Y, de pronto, pienso en qué coño estoy haciendo. ¿Qué pasará cuando me cojan? Intento imaginarme la situación. Quizá me golpeen el cráneo con saña, me esposen y me arrojen a un calabozo a la espera del juicio. No quiero ir a la cárcel, vete a saber qué clase de barbaridades ocurren allí. O tal vez los Cuerpos y Fuerzas de Seguridad del Estado me cosan a balazos a la mínima oportunidad. La angustia me antenaza la garganta. Siento como si mi estómago se hubiese comprimido sobre sí mismo hasta reducirse al tamaño y textura de una uva pasa.

Un buen amigo, compañero de clase además, ocupa el asiento que tengo delante. No lo había visto hasta ahora. Se encarama al respaldo e intenta darme ánimos. Me dice que tampoco conlleva una pena judicial tan alta el hecho de secuestrar un autocar. Pero no sólo es el secuestro lo que me preocupa... En la huída que emprendí para llegar al autocar he disparado contra varios policías y civiles. Cristales rotos, ¿recuerdas? Joder, ahora me acuerdo perfectamente. Es probable, bueno, en realidad es casi seguro que alguno haya muerto.

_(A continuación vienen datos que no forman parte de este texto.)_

PR #244, opened 2026-08-16
Fix normative defects in tool registration, notification, and observation

### LINKED ISSUE #213: registerTool() stores the tool definition in the model context struct itself, not its tool map
In the registerTool() algorithm, the final insertion step writes the tool definition by indexing the internal context directly:

[index.bs:453](https://github.com/webmachinelearning/webmcp/blob/main/index.bs#L453)

Set this's internal context[|tool name|] to |tool definition|.
But a ModelContext's [internal context](https://github.com/webmachinelearning/webmcp/blob/main/index.bs#L321) is a model context struct, and a [model context](https://github.com/webmachinelearning/webmcp/blob/main/index.bs#L125) struct's only item is a tool map. Tools are meant to be keyed inside that tool map, not on the struct itself. Every other part of the spec reads/writes through the tool map:

The duplicate-name check earlier in the same algorithm: Let |tool map| be this's internal context's tool map … If |tool map|[|tool name|] exists ([index.bs:354](https://github.com/webmachinelearning/webmcp/blob/main/index.bs#L354), [:360](https://github.com/webmachinelearning/webmcp/blob/main/index.bs#L360))
[unregister a tool](https://github.com/webmachinelearning/webmcp/blob/main/index.bs#L258): operates on internal context's tool map
[perform an observation](https://github.com/webmachinelearning/webmcp/blob/main/index.bs#L680): reads internal context's tool map's values
Impact: A successfully registered tool is written to a location that unregister a tool and perform an observation never read, so per the literal spec text a registered tool would never be enumerated to agents and could never be unregistered. (Note the duplicate-name check at :360 reads the real tool map, so it also wouldn't observe tools inserted by this step — registering the same name twice would not be detected.)

Suggested fix: the |tool map| local is already in scope from :354; reuse it.

Set |tool map|[|tool name|] to |tool definition|.

Introduced in [#179](https://github.com/webmachinelearning/webmcp/pull/179).

### LINKED ISSUE #214: perform an observation asserts the active document is not fully active (inverted condition)
The [perform an observation](https://github.com/webmachinelearning/webmcp/blob/main/index.bs#L660) algorithm's second step asserts:

[index.bs:666](https://github.com/webmachinelearning/webmcp/blob/main/index.bs#L666)

Assert: |traversable|'s active document is not fully active.

This appears inverted. A [top-level traversable](https://html.spec.whatwg.org/#top-level-traversable)'s active document is always [fully active](https://html.spec.whatwg.org/#fully-active) per HTML, and observation is meant to run against live pages currently in view (the surrounding prose says implementations reserve it "for when the user is interacting with a browser agent while web content is in view"). As written, the assertion would fail for exactly the documents you intend to observe.

For contrast, registerTool() rejects when the document is not fully active ([index.bs:343](https://github.com/webmachinelearning/webmcp/blob/main/index.bs#L343)), which confirms the intended polarity for an active, observable document.

Suggested fix:

Assert: |traversable|'s active document is fully active.
Introduced in [#164](https://github.com/webmachinelearning/webmcp/pull/164).

### LINKED ISSUE #215: notify documents of a tool change skips the registering document (descendant navigables excludes it), contradicting the worked example
[notify documents of a tool change](https://github.com/webmachinelearning/webmcp/blob/main/index.bs#L186) computes the set of documents to notify as:

[index.bs:192](https://github.com/webmachinelearning/webmcp/blob/main/index.bs#L192)

Let |navigablesToNotify| be |tool owner|'s node navigable's traversable navigable's descendant navigables.
[descendant navigables](https://html.spec.whatwg.org/#descendant-navigables) does not include the document's own navigable, so the top-level / tool-owning document is never iterated and never receives toolchange.

This contradicts the spec's own example block immediately below the algorithm:

[index.bs:213–:232](https://github.com/webmachinelearning/webmcp/blob/main/index.bs#L213)

document.modelContext.ontoolchange = e => console.log('Parent toolchange');
iframe.contentDocument.modelContext.ontoolchange = e => console.log('Child toolchange');

const p = document.modelContext.registerTool({ /* ... */ });
// `Parent toolchange` will always log before `Child toolchange` ...
The example asserts the registering (parent) document logs Parent toolchange, but with descendant navigables the parent is excluded and would never fire. The PR that introduced this algorithm ([#179](https://github.com/webmachinelearning/webmcp/pull/179)) describes its intent as firing toolchange "in all documents in the tree that a tool changes in" — which includes the tool owner.

It's also inconsistent with [perform an observation](https://github.com/webmachinelearning/webmcp/blob/main/index.bs#L670), which uses [inclusive descendant navigables](https://html.spec.whatwg.org/#inclusive-descendant-navigables) (self-inclusive) for the equivalent traversal.

Suggested fix: use the self-inclusive variant.

Let |navigablesToNotify| be |tool owner|'s node navigable's traversable navigable's active document's inclusive descendant navigables.
Introduced in [#179](https://github.com/webmachinelearning/webmcp/pull/179)

emecii:
Three normative fixes, each a case where the algorithm text does not do what the surrounding spec says it does, plus one editorial nit in the same area.

### `registerTool()` writes to the struct instead of its tool map

Fixes #213

A [=model context=] struct has exactly one item, `tool map`, so indexing the struct itself by tool name is not well-defined. Every other algorithm reads through `internal context`'s `tool map` — see `unregister a tool`, `getTools()`, and `perform an observation`.

### `perform an observation` has an inverted assertion

Fixes #214

It asserts the traversable's active document is *not* fully active. A top-level traversable's active document is always fully active, and the algorithm then goes on to read that document's descendants, which only makes sense when it is. `registerTool()`, `getTools()`, and `executeTool()` all reject when a document is *not* fully active.

### `notify documents of a tool change` skips the registering document

Fixes #215

Using `descendant navigables` excludes the tool owner's own navigable, so the document that registered the tool never receives `toolchange`. This contradicts the worked example immediately below the algorithm, which asserts that `Parent toolchange` always logs before `Child toolchange` for a `registerTool()` call on the top-level document. The two comparable algorithms — in `getTools()` and `perform an observation` — both use `inclusive descendant navigables`.

### Editorial

Removes a stray possessive in `perform an observation` (`|descendant|'s active document's.`), matching the identical assignments in `notify documents of a tool change` and `getTools()`.

---

All three normative issues were filed by @Aravindargutus. No new link targets are introduced — every construct used already appears elsewhere in `index.bs`.

***
<a href="https://pr-preview.s3.amazonaws.com/emecii/webmcp/pull/244.html" title="Last updated on Aug 16, 2026, 4:54 AM UTC (f2ef15e)">Preview</a> | <a href="https://pr-preview.s3.amazonaws.com/webmachinelearning/webmcp/244/384e110...emecii:f2ef15e.html" title="Last updated on Aug 16, 2026, 4:54 AM UTC (f2ef15e)">Diff</a>

### DIFF
--- a/index.bs
+++ b/index.bs
@@ -275,7 +275,7 @@ To <dfn>notify documents of a tool change</dfn> given a {{Document}} |tool owner
 1. [=Assert=]: these steps are running [=in parallel=].
 
 1. Let |navigablesToNotify| be |tool owner|'s [=node navigable=]'s [=navigable/traversable
-   navigable=]'s [=Document/descendant navigables=].
+   navigable=]'s [=Document/inclusive descendant navigables=].
 
 1. [=list/For each=] |navigable| of |navigablesToNotify|:
 
@@ -679,7 +679,8 @@ The <dfn method for=ModelContext>registerTool(<var>tool</var>, <var>options</var
    : [=tool definition/exposed origins=]
    :: |exposed origins|
 
-1. Set [=this=]'s [=ModelContext/internal context=][|tool name|] to |tool definition|.
+1. Set [=this=]'s [=ModelContext/internal context=]'s [=model context/tool map=][|tool name|] to
+   |tool definition|.
 
 1. Run the following steps [=in parallel=]:
 
@@ -1280,7 +1281,7 @@ steps:
 
 1. [=Assert=]: This algorithm is running in the [=browser agent=]'s [=AI agent queue=].
 
-1. [=Assert=]: |traversable|'s [=navigable/active document=] is not [=Document/fully active=].
+1. [=Assert=]: |traversable|'s [=navigable/active document=] is [=Document/fully active=].
 
 1. Let |observation| be a new [=observation=].
 
@@ -1289,7 +1290,7 @@ steps:
 
 1. [=list/For each=] [=navigable=] |descendant| of |flat descendants|:
 
-     1. Let |document| be |descendant|'s [=navigable/active document=]'s.
+     1. Let |document| be |descendant|'s [=navigable/active document=].
 
      1. Let |id| be |document|'s [=Document/unique ID=].
 


domfarolino (approved):
Thanks for catching these tricky issues, much appreciated!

Me siento enfermo. ¿Soy un puto asesino? ¿Por qué disparé tan alegremente antes? ¿Era yo quien disparaba? "La cabeza no deja de girar". No pasa nada, debo de estar soñando y, en los sueños, todos los errores que se cometen se enmiendan al abrir los ojos. Un momento, ¿seguro que esto es un sueño?

Y justo entonces me despierto.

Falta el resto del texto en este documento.